AI Article Synopsis
- Increased levels of the anti-inflammatory peptide Catestatin (CST) are linked to milder symptoms in conditions like hypertension, colitis, and diabetes.
- CST inhibits the movement of immune cells (monocytes and macrophages) toward inflammatory signals, particularly CCL2 and CXCL2.

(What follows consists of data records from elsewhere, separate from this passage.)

PR #231, opened 2023-07-25
Updated examples to use normal instead of uniform distributions

digicosmos86:


README.md
```diff
@@ -41,45 +40,12 @@ You can also install the bleeding edge version of `hssm` directly from this repo
...
-Alternatively, you have the option to install the graphviz binaries manually and then install the Python bindings using pip with the following command:
-
-```
-pip install graphviz
-```
-
-**Dependency for sampler="nuts_numpyro"**
 
-To utilize the nuts_numpyro sampler, please follow these steps:
+You will need optional dependencies to use JAX-based samplers and graph the models.
```
AlexanderFengler, line 44: here is says optional, but I think the other pr said it's now a strict dependency?

AlexanderFengler (changes requested):

README.md
digicosmos86: Yeah at the point of this PR numpyro was still optional. If we merge this first and the next one next, all will be updated just fine ;)

AlexanderFengler (approved):
approved

PR #232, opened 2023-07-25
Better defaults for model.sample()

digicosmos86:
We now install numpyro by default and use `nuts_numpyro` sampler for `approx_differentiable` likelihoods and `jax` backend.


AlexanderFengler (approved):
Just a note here concerning installation.
Jax won't be installed as gpu version by default I think, even if you are on gpu hardware. 
But in a fresh environment it will be installed as a dependency automatically.

In this case, on gpu hardware one should first install jax gpu then the rest.

We should prob document this somewhere, especially now that numpyro is strict dependency (which in turn has jax dependency).

PR #234, opened 2023-07-25
Updated the way model configs are handled

digicosmos86:
The following are updated:

1. `inf` bounds are supported. If there is no specified default priors, here's how default priors are produced:

(-inf, upper): TruncatedNormal(mu=upper, upper=upper, sigma=2.0)
(lower, inf): TruncatedNormal(mu=lower, lower=lower, sigma=2.0)
(0, inf): HalfNormal(sigma=2.0)
(lower, upper): Uniform(lower, upper)

Specified priors will be truncated accordingly as well.

2. Added a `hssm.show_defaults()` convenient method to pretty print the defaults.
3. Updated model defaults to remove unnecessary defaults, also removed "backend" field because it can be determined programmatically. This avoids repetition and accidental mistakes.


AlexanderFengler (approved):
looks good :)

- This research indicates that CST's ability to regulate immune cell migration contributes to its anti-inflammatory effects.
Article Abstract
Increased levels of the anti-inflammatory peptide Catestatin (CST), a cleavage product of the pro-hormone chromogranin A, correlate with less severe outcomes in hypertension, colitis, and diabetes. However, it is unknown how CST reduces the infiltration of monocytes and macrophages (Mϕs) in inflamed tissues. Here, it is reported that CST blocks leukocyte migration toward inflammatory chemokines. By in vitro and in vivo migration assays, it is shown that although CST itself is chemotactic, it blocks migration of monocytes and neutrophils to inflammatory attracting factor CC-chemokine ligand 2 (CCL2) and C-X-C motif chemokine ligand 2 (CXCL2). Moreover, it directs CX CR1 Mϕs away from pancreatic islets. These findings suggest that the anti-inflammatory actions of CST are partly caused by its regulation of chemotaxis.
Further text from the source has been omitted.